Methods: A chart review of all Rh(D)-negative mothers delivering at the University of Washington from 2002 to 2012 was conducted to determine the rate of gestational seroconversion to anti-D antibodies before 28 weeks of gestation. A decision tree was constructed to estimate the economic effects of eliminating the indirect antiglobulin screen at 28 weeks of gestation and instead immunizing all Rh(D)-negative, anti-D antibody-negative women with anti-D immune globulin at that time. A theoretical cohort of 100,000 women was modeled. Probabilities and costs were derived from published literature, chart review, and expert opinion. Univariate sensitivity analyses followed by a Monte Carlo analysis examined assumptions and uncertainties in our model across entire distributions.

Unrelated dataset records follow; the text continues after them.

PR #4448, opened 2023-11-24
dist: build debian packages for multiple platforms

matzf:
Build debian packages for amd64, arm64, i386 and armel.
- There are separate packages for router, control, daemon, dispatcher, gateway and tools (scion and scion-pki).
- The packages include systemd unit files to run the services. For the daemon, dispatcher and gateway one instance per host is supported by the systemd service, and a default configuration file is included. For router and control, multiple instances per host are supported, and as a consequence of this, no default configuration file is provided.
- Currently, there is no man page contained in the packages. We should be able to build these from our existing manuals, but it seems to require a significant amount of fiddling to get something useful.

Building the .deb packages uses bazel with `rules_pkg`.
The target `//dist:deb_all` cross-builds packages for the default set of target platforms. Alternatively, the target `//dist:deb` allows to build (all) packages for the current target platform. This current platform can be set with the `--platforms`  bazel option (see https://github.com/bazelbuild/rules_go#how-do-i-cross-compile for more details).
- To increase reuse of build results while cross-building, some internal targets related to openapi forcibly ignore the target platform
- The package version is based on the current git tag. `rules_pkg` can include this version _in_ the package metadata, but bazel _cannot_ spit out appropriately named package files. This is addressed by copying and renaming the package files after build in a make target `make dist-deb`.

Contributes to #4425.

- - -
This change is [Reviewable](https://reviewable.io/reviews/scionproto/scion/4448)

PR #4449, opened 2023-11-24
build: allow building without scion-ci

mlegner:
My motivation for this is an error on ARM64 machines when building `scion-ci`:
```
(13:40:17) ERROR: /home/ubuntu/.cache/bazel/_bazel_ubuntu/d590279010957ac1dca373a0e19d0c3c/external/io_bazel_rules_go/BUILD.bazel:86:17: While resolving toolchains for target @io_bazel_rules_go//:cgo_context_data: No matching toolchains found for types @bazel_tools//tools/cpp:toolchain_type.
```

However, it may be interesting irrespective of this to just build the main binaries without the CI tools.

Maybe the naming could be improved, let me know what you think.

### DIFF
--- a/Makefile
+++ b/Makefile
@@ -24,6 +24,11 @@ bazel:
 	tar -kxf bazel-bin/scion.tar -C bin
 	tar -kxf bazel-bin/scion-ci.tar -C bin
 
+bazel-no-ci:
+	rm -f bin/*
+	bazel build //:scion
+	tar -kxf bazel-bin/scion.tar -C bin
+
 test:
 	bazel test --config=unit_all
 


matzf (commented):
Thanks!

For context: the error occurs because building some of the tools requires cgo. Specifically, this is `braccept` which uses the cgo-based `gopacket/afpacket` library to write raw packets.
As I see it, the `braccept` utility is solely built used for the `router_multi` test, which is triggered from within bazel, and does not need the output of the `scion-ci` target. As an alternative approach, I think it could make sense to just drop `braccept` from the `scion-ci` target.

If we decide to go for the approach with different make targets, I think it could make sense to call the non-ci variant just something plain like `build`, and the variant with the CI tools something like `build-dev`.
Or, something like `dist-bin` could make sense for the no-CI variant; I was planning to add a make target `dist-deb` for building debian packages (see WIP #4448), so this could also fit.

> *[Reviewable](https://reviewable.io/reviews/scionproto/scion/4449#-:-Nk0nlrb3cMQclk4TN9D:b-bytv15)* status: 0 of 1 files reviewed, all discussions resolved

jiceatscion (commented):
gopacket is also used by brload now.

> *[Reviewable](https://reviewable.io/reviews/scionproto/scion/4449#-:-Nk120aLD9klM6yTEsvU:b-osuf82)* status: 0 of 1 files reviewed, all discussions resolved

mlegner:
> If we decide to go for the approach with different make targets, I think it could make sense to call the non-ci variant just something plain like build, and the variant with the CI tools something like build-dev.
Or, something like dist-bin could make sense for the no-CI variant; I was planning to add a make target dist-deb for building debian packages (see WIP https://github.com/scionproto/scion/pull/4448), so this could also fit.

All of these sound fine to me, no strong preference either way. I'm happy to update this PR, but feel free to just close it and include this in a separate PR.

matzf (commented):
Ok. Let's just add the make target that you propose then. 
My preference for the name would be something like `dist`, `dist-bin`, or `build` (and `build-dev` for the "ci" variant) -- nothing with "bazel".
Please mark the target as `.PHONY`.

> *[Reviewable](https://reviewable.io/reviews/scionproto/scion/4449#-:-NkFI_0F2T60nxcUKMU6:bdmy1x3)* status: 0 of 1 files reviewed, all discussions resolved

matzf (approved):
:100: 

> *[Reviewable](https://reviewable.io/reviews/scionproto/scion/4449#-:-NkFkFJjB0_BQhBXuIG0:bmi8ppe)* status: all files reviewed, 1 unresolved discussion (waiting on @mlegner)

___
*[`doc/dev/setup.rst` line 75 at r2](https://reviewable.io/reviews/scionproto/scion/4449#-NkFkLIBCVXvrMKnfrRN:-NkFkLIBCVXvrMKnfrRO:bx9w607) ([raw file](https://github.com/scionproto/scion/blob/e0798583839da6267a0621e7ffb756d1689ec4a0/doc/dev/setup.rst#L75)):*
> ```reStructuredText
>       make
> 
>   .. hint:: This installs tools for tests in addition to the main SCION services (e.g., `end2end`);
> ```

Nit: I think "installs" could be mistaken here, just "build" or "compile" might be better.

matzf (approved):
> *[Reviewable](https://reviewable.io/reviews/scionproto/scion/4449)* status: :shipit: complete! all files reviewed, all discussions resolved (waiting on @mlegner)

PR #4450, opened 2023-11-30
prometheus: fix copying of metrics labels

sustrik:
When copying metric labels we assumed that `append` will always create a copy of the label array. This is not necessarily the case. In such case two metrics may end up with the same underlaying array of labels and change to one of them also overwrites the labels in the other one.

- - -
This change is [Reviewable](https://reviewable.io/reviews/scionproto/scion/4450)


matzf (approved):
Classic. :wink: 

:lgtm:

> *[Reviewable](https://reviewable.io/reviews/scionproto/scion/4450#-:-NkUFW7mErw0u9f_t_Bq:b-my5p2c)* status: :shipit: complete! all files reviewed, all discussions resolved (waiting on @sustrik)

PR #4459, opened 2023-12-21
doc: update buildkite instance type

matzf:
Documenting that we've bumped the buildkite instance type from t3 to m6i.
The main reason for the switch is that the "burstable" nature of the t*-instances makes them extremely unsuitable for running benchmarks. The m6i are also much faster, but not much more expensive.
Also, the agent pool is now at most 6 agents. Spinning up 10 agents and having to warm up all the caches, and then scaling back in after a single build, seemed excessive.

- - -
This change is [Reviewable](https://reviewable.io/reviews/scionproto/scion/4459)

### DIFF
--- a/doc/dev/testing/buildkite.rst
+++ b/doc/dev/testing/buildkite.rst
@@ -89,7 +89,8 @@ Cluster configuration
 
    The agent cluster is operated by the SCION Association, in the AWS account ``scion-association``.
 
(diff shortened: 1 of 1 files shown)


oncilla (approved):
:lgtm:

> *[Reviewable](https://reviewable.io/reviews/scionproto/scion/4459#-:-NmC94T3C54Gu-Ruapgx:bnfp4nl)* status: <span>:shipit:</span> complete! all files reviewed, all discussions resolved (waiting on @matzf)

PR #4468, opened 2024-02-19
testing: router benchmark, multiplex external br interfaces on one veth pair

jiceatscion:
This makes no difference, performance-wise as each test case uses exactly ones of the external interfaces. However, it reduces the infrastructure required to run benchmarks on real devices: minimum 4 switch ports instead of minimum 6.

- - -
This change is [Reviewable](https://reviewable.io/reviews/scionproto/scion/4468)


matzf (approved):
The representation of this interface grouping in topology information with this exclusive bit does not seem entirely straight forward when reading this. The alternatives do seem just as complex though.

:lgtm:

> *[Reviewable](https://reviewable.io/reviews/scionproto/scion/4468#-:-NrZwpRd6oMglrMHdOYS:b-t1728j)* status: <span>:shipit:</span> complete! all files reviewed, all discussions resolved (waiting on @jiceatscion)

PR #4470, opened 2024-02-21
cmd/scion: add one-hop support to ping

oncilla:
Add support to create one-hop paths in the ping command. This can be used to send SCION pings to direct neighbors over interfaces for which no path exists currently.


jiceatscion (approved):
Some non-binding suggestions only.

> *[Reviewable](https://reviewable.io/reviews/scionproto/scion/4470#-:-NrB454z4UlgZmexUula:b-xugwwh)* status: all files reviewed, 3 unresolved discussions (waiting on @oncilla)

___
*[`dispatcher/underlay.go` line 357 at r1](https://reviewable.io/reviews/scionproto/scion/4470#-NrAytt6C_AJjw3d53Yb:-NrAytt6C_AJjw3d53Yc:b-w56qtn) ([raw file](https://github.com/scionproto/scion/blob/be5bb988a076ace0f5f34ed66586add9a2437e98/dispatcher/underlay.go#L357)):*
> ```Go
> 		return serrors.WrapStr("reversing path", err)
> 	}
> 	pkt.SCION.PathType = pkt.SCION.Path.Type()
> ```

Results: The seroconversion rate of development of anti-D antibodies before 28 weeks of gestation in the cohort analyzed was 0.099% (2/2,029 women). From a societal perspective, the expected cost savings from implementing the reduced indirect antiglobulin screening strategy, per 100,000 women, ranged from $6 to $7.7 million. The overall cost savings for implementing this strategy in the United States for 1 year ranged from $34.7 to $35.6 million. This strategy remained cost-beneficial when varying our parameters (eg, anti-D immune globulin, antibody test cost) to their logical extremes. The Monte Carlo analysis verified the cost savings of our strategy.
Conclusion: The updated seroconversion rate and our model suggest that eliminating the 28-week antibody screen would be cost-beneficial from a societal perspective while posing minimal potential harm to the recipients.